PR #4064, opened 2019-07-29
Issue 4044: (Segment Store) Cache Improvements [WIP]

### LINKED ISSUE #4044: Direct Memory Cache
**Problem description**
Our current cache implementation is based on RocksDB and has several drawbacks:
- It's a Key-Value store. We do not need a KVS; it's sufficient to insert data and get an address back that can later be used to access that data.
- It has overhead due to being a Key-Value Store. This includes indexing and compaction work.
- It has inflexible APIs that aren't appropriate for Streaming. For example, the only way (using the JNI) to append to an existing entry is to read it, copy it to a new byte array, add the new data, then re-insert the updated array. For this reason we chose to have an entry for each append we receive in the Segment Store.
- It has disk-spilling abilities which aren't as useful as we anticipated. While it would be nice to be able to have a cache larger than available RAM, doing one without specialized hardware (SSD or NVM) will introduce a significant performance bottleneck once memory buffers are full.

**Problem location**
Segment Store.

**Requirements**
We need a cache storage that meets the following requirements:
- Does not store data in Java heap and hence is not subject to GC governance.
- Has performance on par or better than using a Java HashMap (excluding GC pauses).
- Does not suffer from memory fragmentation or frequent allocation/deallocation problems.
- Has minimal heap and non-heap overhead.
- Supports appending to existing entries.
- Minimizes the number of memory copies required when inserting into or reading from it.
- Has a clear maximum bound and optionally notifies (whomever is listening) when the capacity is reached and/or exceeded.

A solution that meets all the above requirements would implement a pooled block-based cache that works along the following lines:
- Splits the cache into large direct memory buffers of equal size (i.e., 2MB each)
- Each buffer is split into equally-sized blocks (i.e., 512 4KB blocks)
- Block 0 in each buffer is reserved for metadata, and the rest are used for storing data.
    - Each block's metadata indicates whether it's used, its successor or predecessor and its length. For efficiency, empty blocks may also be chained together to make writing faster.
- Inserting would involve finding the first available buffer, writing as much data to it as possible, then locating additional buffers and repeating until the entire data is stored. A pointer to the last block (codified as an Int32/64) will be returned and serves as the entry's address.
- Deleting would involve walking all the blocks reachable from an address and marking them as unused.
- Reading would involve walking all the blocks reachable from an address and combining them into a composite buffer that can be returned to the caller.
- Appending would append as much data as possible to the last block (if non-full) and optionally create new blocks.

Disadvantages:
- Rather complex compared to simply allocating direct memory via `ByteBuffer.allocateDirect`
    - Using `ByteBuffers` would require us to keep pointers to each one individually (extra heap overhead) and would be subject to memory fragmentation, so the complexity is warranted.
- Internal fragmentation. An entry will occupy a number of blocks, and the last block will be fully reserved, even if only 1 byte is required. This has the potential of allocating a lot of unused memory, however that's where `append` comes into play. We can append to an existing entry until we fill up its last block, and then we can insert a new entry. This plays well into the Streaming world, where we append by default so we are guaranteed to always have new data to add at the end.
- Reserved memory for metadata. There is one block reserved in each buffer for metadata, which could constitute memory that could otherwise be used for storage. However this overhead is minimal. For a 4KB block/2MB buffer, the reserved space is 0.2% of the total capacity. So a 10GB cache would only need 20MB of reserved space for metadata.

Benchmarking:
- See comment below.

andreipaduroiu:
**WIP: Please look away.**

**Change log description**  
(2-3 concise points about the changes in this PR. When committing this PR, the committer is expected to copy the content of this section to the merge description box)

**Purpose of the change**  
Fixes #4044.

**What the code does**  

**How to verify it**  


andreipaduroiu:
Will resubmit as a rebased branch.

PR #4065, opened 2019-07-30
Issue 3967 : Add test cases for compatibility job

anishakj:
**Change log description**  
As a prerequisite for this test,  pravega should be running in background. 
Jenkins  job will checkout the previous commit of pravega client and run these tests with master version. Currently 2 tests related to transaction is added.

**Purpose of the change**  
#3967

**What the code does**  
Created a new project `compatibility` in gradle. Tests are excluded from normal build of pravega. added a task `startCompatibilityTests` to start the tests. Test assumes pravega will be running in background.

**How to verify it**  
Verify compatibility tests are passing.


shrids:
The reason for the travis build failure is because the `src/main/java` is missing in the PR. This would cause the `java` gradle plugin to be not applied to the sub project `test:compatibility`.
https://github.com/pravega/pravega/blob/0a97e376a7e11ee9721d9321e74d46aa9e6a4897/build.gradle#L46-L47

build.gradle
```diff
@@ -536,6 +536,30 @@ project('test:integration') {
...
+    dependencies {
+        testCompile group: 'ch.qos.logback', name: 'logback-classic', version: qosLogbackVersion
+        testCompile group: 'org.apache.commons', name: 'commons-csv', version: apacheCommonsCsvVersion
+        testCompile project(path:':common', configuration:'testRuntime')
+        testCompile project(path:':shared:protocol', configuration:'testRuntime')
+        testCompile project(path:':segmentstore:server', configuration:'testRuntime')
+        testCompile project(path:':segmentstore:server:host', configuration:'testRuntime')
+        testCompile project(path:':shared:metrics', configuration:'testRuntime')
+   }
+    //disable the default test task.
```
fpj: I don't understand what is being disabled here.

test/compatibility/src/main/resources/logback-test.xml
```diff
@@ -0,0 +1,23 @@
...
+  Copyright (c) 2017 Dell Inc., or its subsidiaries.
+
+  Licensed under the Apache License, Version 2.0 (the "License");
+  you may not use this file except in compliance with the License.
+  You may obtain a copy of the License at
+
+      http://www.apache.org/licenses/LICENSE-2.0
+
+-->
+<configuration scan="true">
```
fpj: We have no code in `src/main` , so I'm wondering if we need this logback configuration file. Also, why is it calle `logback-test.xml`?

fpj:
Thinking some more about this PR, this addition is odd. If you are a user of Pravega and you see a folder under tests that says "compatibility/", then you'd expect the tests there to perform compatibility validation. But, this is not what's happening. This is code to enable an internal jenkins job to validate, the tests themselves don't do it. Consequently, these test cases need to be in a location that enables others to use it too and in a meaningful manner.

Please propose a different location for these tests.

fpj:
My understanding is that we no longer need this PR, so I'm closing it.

## What the exercise asks
An exact restatement of the data is required.

## Exercise solution
PR #4064, opened 2019-07-29
Issue 4044: (Segment Store) Cache Improvements [WIP]

### LINKED ISSUE #4044: Direct Memory Cache
**Problem description**
Our current cache implementation is based on RocksDB and has several drawbacks:
- It's a Key-Value store. We do not need a KVS; it's sufficient to insert data and get an address back that can later be used to access that data.
- It has overhead due to being a Key-Value Store. This includes indexing and compaction work.
- It has inflexible APIs that aren't appropriate for Streaming. For example, the only way (using the JNI) to append to an existing entry is to read it, copy it to a new byte array, add the new data, then re-insert the updated array. For this reason we chose to have an entry for each append we receive in the Segment Store.
- It has disk-spilling abilities which aren't as useful as we anticipated. While it would be nice to be able to have a cache larger than available RAM, doing one without specialized hardware (SSD or NVM) will introduce a significant performance bottleneck once memory buffers are full.

**Problem location**
Segment Store.

**Requirements**
We need a cache storage that meets the following requirements:
- Does not store data in Java heap and hence is not subject to GC governance.
- Has performance on par or better than using a Java HashMap (excluding GC pauses).
- Does not suffer from memory fragmentation or frequent allocation/deallocation problems.
- Has minimal heap and non-heap overhead.
- Supports appending to existing entries.
- Minimizes the number of memory copies required when inserting into or reading from it.
- Has a clear maximum bound and optionally notifies (whomever is listening) when the capacity is reached and/or exceeded.

A solution that meets all the above requirements would implement a pooled block-based cache that works along the following lines:
- Splits the cache into large direct memory buffers of equal size (i.e., 2MB each)
- Each buffer is split into equally-sized blocks (i.e., 512 4KB blocks)
- Block 0 in each buffer is reserved for metadata, and the rest are used for storing data.
    - Each block's metadata indicates whether it's used, its successor or predecessor and its length. For efficiency, empty blocks may also be chained together to make writing faster.
- Inserting would involve finding the first available buffer, writing as much data to it as possible, then locating additional buffers and repeating until the entire data is stored. A pointer to the last block (codified as an Int32/64) will be returned and serves as the entry's address.
- Deleting would involve walking all the blocks reachable from an address and marking them as unused.
- Reading would involve walking all the blocks reachable from an address and combining them into a composite buffer that can be returned to the caller.
- Appending would append as much data as possible to the last block (if non-full) and optionally create new blocks.

Disadvantages:
- Rather complex compared to simply allocating direct memory via `ByteBuffer.allocateDirect`
    - Using `ByteBuffers` would require us to keep pointers to each one individually (extra heap overhead) and would be subject to memory fragmentation, so the complexity is warranted.
- Internal fragmentation. An entry will occupy a number of blocks, and the last block will be fully reserved, even if only 1 byte is required. This has the potential of allocating a lot of unused memory, however that's where `append` comes into play. We can append to an existing entry until we fill up its last block, and then we can insert a new entry. This plays well into the Streaming world, where we append by default so we are guaranteed to always have new data to add at the end.
- Reserved memory for metadata. There is one block reserved in each buffer for metadata, which could constitute memory that could otherwise be used for storage. However this overhead is minimal. For a 4KB block/2MB buffer, the reserved space is 0.2% of the total capacity. So a 10GB cache would only need 20MB of reserved space for metadata.

Benchmarking:
- See comment below.

andreipaduroiu:
**WIP: Please look away.**

**Change log description**  
(2-3 concise points about the changes in this PR. When committing this PR, the committer is expected to copy the content of this section to the merge description box)

**Purpose of the change**  
Fixes #4044.

**What the code does**  

**How to verify it**  


andreipaduroiu:
Will resubmit as a rebased branch.

PR #4065, opened 2019-07-30
Issue 3967 : Add test cases for compatibility job

anishakj:
**Change log description**  
As a prerequisite for this test,  pravega should be running in background. 
Jenkins  job will checkout the previous commit of pravega client and run these tests with master version. Currently 2 tests related to transaction is added.

**Purpose of the change**  
#3967

**What the code does**  
Created a new project `compatibility` in gradle. Tests are excluded from normal build of pravega. added a task `startCompatibilityTests` to start the tests. Test assumes pravega will be running in background.

**How to verify it**  
Verify compatibility tests are passing.


shrids:
The reason for the travis build failure is because the `src/main/java` is missing in the PR. This would cause the `java` gradle plugin to be not applied to the sub project `test:compatibility`.
https://github.com/pravega/pravega/blob/0a97e376a7e11ee9721d9321e74d46aa9e6a4897/build.gradle#L46-L47

build.gradle
```diff
@@ -536,6 +536,30 @@ project('test:integration') {
...
+    dependencies {
+        testCompile group: 'ch.qos.logback', name: 'logback-classic', version: qosLogbackVersion
+        testCompile group: 'org.apache.commons', name: 'commons-csv', version: apacheCommonsCsvVersion
+        testCompile project(path:':common', configuration:'testRuntime')
+        testCompile project(path:':shared:protocol', configuration:'testRuntime')
+        testCompile project(path:':segmentstore:server', configuration:'testRuntime')
+        testCompile project(path:':segmentstore:server:host', configuration:'testRuntime')
+        testCompile project(path:':shared:metrics', configuration:'testRuntime')
+   }
+    //disable the default test task.
```
fpj: I don't understand what is being disabled here.

test/compatibility/src/main/resources/logback-test.xml
```diff
@@ -0,0 +1,23 @@
...
+  Copyright (c) 2017 Dell Inc., or its subsidiaries.
+
+  Licensed under the Apache License, Version 2.0 (the "License");
+  you may not use this file except in compliance with the License.
+  You may obtain a copy of the License at
+
+      http://www.apache.org/licenses/LICENSE-2.0
+
+-->
+<configuration scan="true">
```
fpj: We have no code in `src/main` , so I'm wondering if we need this logback configuration file. Also, why is it calle `logback-test.xml`?

fpj:
Thinking some more about this PR, this addition is odd. If you are a user of Pravega and you see a folder under tests that says "compatibility/", then you'd expect the tests there to perform compatibility validation. But, this is not what's happening. This is code to enable an internal jenkins job to validate, the tests themselves don't do it. Consequently, these test cases need to be in a location that enables others to use it too and in a meaningful manner.

Please propose a different location for these tests.

fpj:
My understanding is that we no longer need this PR, so I'm closing it.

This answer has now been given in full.